--- PROVIDED RECORDS Enclosed Below ---

PR #111, opened 2022-04-26
Fix install rules for macOS

eponier:
"install" on macOS does not use the same options as GNU's "install". We
choose a syntax that is valid both on macOS and GNU/Linux.


eponier:
Not sure this is the exact problem that was reported on Zulip, but this is the one I encountered on macOS 10.15. Maybe there are problems on macOS 11 and 12 since security restrictions were increased.

eponier:
Here is probably a better fix. (I've just noticed that I reverted some parts of 3c3becd1e54c4ee7f7a71b92e9c61f1c8764cc52, I'm really good at reverting @vbgl 's work it seems, so as written below, maybe we don't want to go in that direction)

What is done:
- install is replaced by install-sh everywhere
- I split the `install` and `uninstall` targets, so that the top-level Makefile just has to call the corresponding targets in the other Makefiles. This also means that each Makefile redefines variables like `PREFIX`, `INSTALL`, etc. so I'm not sure we want to go in that direction. I left the variables defined in the top-level Makefile, if we go that way we probably want them removed.
- `compiler/scripts/install-sh` is removed since there is also `scripts/install-sh`

eponier:
The simplest fix is just to use install-sh instead of install in the toplevel Makefile. I wanted also to clean up some things, but maybe the core fix was better.

eponier:
@vbgl What do you think? If the move is controversial, we can just replace install with install-sh and that's enough. But it would be good to have a release fully working on mac.

eponier:
@vbgl I'd like to have a fix for macOS before doing the release. Can you take a look, please?

vbgl (approved):
Looks good.

PR #117, opened 2022-04-29
eclib: addc & zlog2

vbgl:
Let’s keep the various branches in sync.

### DIFF
--- a/eclib/JModel.ec
+++ b/eclib/JModel.ec
@@ -601,3 +601,7 @@ type leakage_t = [
 ].
 
 type leakages_t = leakage_t list.
+
+
+op zlog2 : int -> int.
+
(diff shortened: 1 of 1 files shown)


eponier:
What branch are these commits coming from?

vbgl:
They are new!

eponier:
So I fail to understand: what is kept in sync then?

vbgl:
https://github.com/jasmin-lang/jasmin/blob/constant-time-op/eclib/JModel.ec#L569-L588

eponier:
Oh ok, I wrote "commit", but I meant more generally "where does this code come from?".

eponier (approved):
Nice.

Issue #114, opened 2022-04-28
Add LGPL in the compiler release


eponier:
I think if we want to do things correctly, we have to distribute the LGPL along with the extracted files of the standard library in CIL/. And we should write that the license is not MIT but MIT+LGPL in LICENSE and opam.

What would be good is to automatize that.

PR #121, opened 2022-04-29
Better licensing for compiler-only distribution

eponier:
The problem is that currently there is no LICENSE file in the compiler tarball. And the situation of CIL is complex, since its contents is extracted from various sources.

This is a light fix, editing a bit the README and adding a few LICENSE files. Maybe we should specify for each file where it comes from, but this is tedious, so let's at least postpone that. I took the easy solution to have all this static. We could imagine adding these files while generating the tarball.

Fix https://github.com/jasmin-lang/jasmin/issues/114

### DIFF
--- a/compiler/CIL/LICENSE.coq
+++ b/compiler/CIL/LICENSE.coq
@@ -1,0 +1,502 @@
+                  GNU LESSER GENERAL PUBLIC LICENSE
+                       Version 2.1, February 1999
+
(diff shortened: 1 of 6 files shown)


eponier:
@vbgl If you're okay with the principle and the phrasing, could you merge quickly please? Once it's merged, I can release 2022.04.0.

vbgl (approved):
Дякую

PR #126, opened 2022-05-06
linear: simplify StoreLabel and make it portable across architectures

vbgl:
As of today, the semantics of the linear language is architecture-dependent. I think it is a mistake.


eponier:
This change to linear_sem was in my opinion one of the ugliest changes that we did to make Jasmin less architecture-specific, so I'm glad to see your PR. But let me first do the release.

eponier (approved):
Change very welcome.

Do you recall why it was like this before? Relying on LEA/MOV instead of directly write in the state?

vbgl:
IIRC, I found that it was elegant ;-)

eponier:
Fair enough!

PR #127, opened 2022-05-10
opam: mark easy-format-1.3.3 as conflicting

vbgl:
In CI (i.e., when dependencies are managed by nix), installation of
easy-format at version 1.3.3 fails. This OCaml library is a dependency
of `yojson` that is used in Jasmin compiler.

The cause of this failure is not really clear (might be a bug in the
opam description of the easy-format library), but this is a quick
workaround to fix the CI jobs.

### DIFF
--- a/compiler/opam
+++ b/compiler/opam
@@ -24,3 +24,6 @@ depends: [
   "ocamlbuild"
   "ocamlfind"
 ]
+conflicts: [
+  "easy-format" {= "1.3.3" }
+]
--- a/opam
+++ b/opam
@@ -31,3 +31,6 @@ depends: [
   "coq-mathcomp-algebra"
   "coq-mathcomp-word"
 ]
+conflicts: [
+  "easy-format" {= "1.3.3" }
+]


eponier:
For the record, the problem comes from an interaction between the opam sandbox and the non-standard filesystem architecture used in the CI. The opam sandbox uses a whitelist of paths. The paths in the whitelist are available (read-only or writable depending on the paths) and the rest of the filesystem is hidden from the build processes. `/home` is hard-coded in the whitelist, and the standard location of the opam root is `$HOME` which is standardly in `/home`. So, on most systems, the opam root is available in the sandbox. But not in our CI, since the opam root is `/builds/jasmin-lang/jasmin`. Which means that if the build process tries to call some opam command, it will get a failure because opam does not recognize a valid opam root. I don't know why the problem appears only with easy-format and only with version 1.3.3. Apparently, it is the only package calling opam inside its build process.

Actually, opam provides a way to add more paths available in the sandbox, using an environment variable called `OPAM_USE_PATH_RO`. But the problem is that the nix package of opam already uses this variable to make opam compatible with the filesystem architecture used by nix, overwriting any preexisting value, so we cannot use this env variable directly to add `/builds/jasmin-lang/jasmin` to the sandbox.

There are 3 ways of fixing this bug:
- fixing it for our setup only. The current PR fixes it for package easy-format which is the only problematic one for now. I have an alternative fix in PR https://github.com/jasmin-lang/jasmin/pull/122 which is more general but hacky.
- fixing it in the nix packaging of opam, so that we can use `OPAM_USE_PATH_RO`
- fixing it in opam ; actually, it is already fixed in the master branch of opam, but we have to wait for the release of 2.2 (the fix is simply that opam mounts nearly all the filesystem in the sandbox, instead of a given set of paths)

PR #131, opened 2022-05-12
Fix printing of while loops

vbgl:
Does this need a changelog entry?


eponier:
> Does this need a changelog entry?
Why not.

vbgl:
Done.

eponier (approved):
The first real changelog entry!

PR #132, opened 2022-05-12
ci: crytolib job really extends .common

vbgl:
This change ensures that the `before_script` variable defined in the `.common` job is not overridden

--- End of Enclosed PROVIDED RECORDS ---

▸ YOUR ASSIGNMENT
Starting at the line that contains "Actually, opam provides", quote each remaining line of the entries above, unchanged.

▸ FINISHED EXERCISE
Actually, opam provides a way to add more paths available in the sandbox, using an environment variable called `OPAM_USE_PATH_RO`. But the problem is that the nix package of opam already uses this variable to make opam compatible with the filesystem architecture used by nix, overwriting any preexisting value, so we cannot use this env variable directly to add `/builds/jasmin-lang/jasmin` to the sandbox.

There are 3 ways of fixing this bug:
- fixing it for our setup only. The current PR fixes it for package easy-format which is the only problematic one for now. I have an alternative fix in PR https://github.com/jasmin-lang/jasmin/pull/122 which is more general but hacky.
- fixing it in the nix packaging of opam, so that we can use `OPAM_USE_PATH_RO`
- fixing it in opam ; actually, it is already fixed in the master branch of opam, but we have to wait for the release of 2.2 (the fix is simply that opam mounts nearly all the filesystem in the sandbox, instead of a given set of paths)

PR #131, opened 2022-05-12
Fix printing of while loops

vbgl:
Does this need a changelog entry?


eponier:
> Does this need a changelog entry?
Why not.

vbgl:
Done.

eponier (approved):
The first real changelog entry!

PR #132, opened 2022-05-12
ci: crytolib job really extends .common

vbgl:
This change ensures that the `before_script` variable defined in the `.common` job is not overridden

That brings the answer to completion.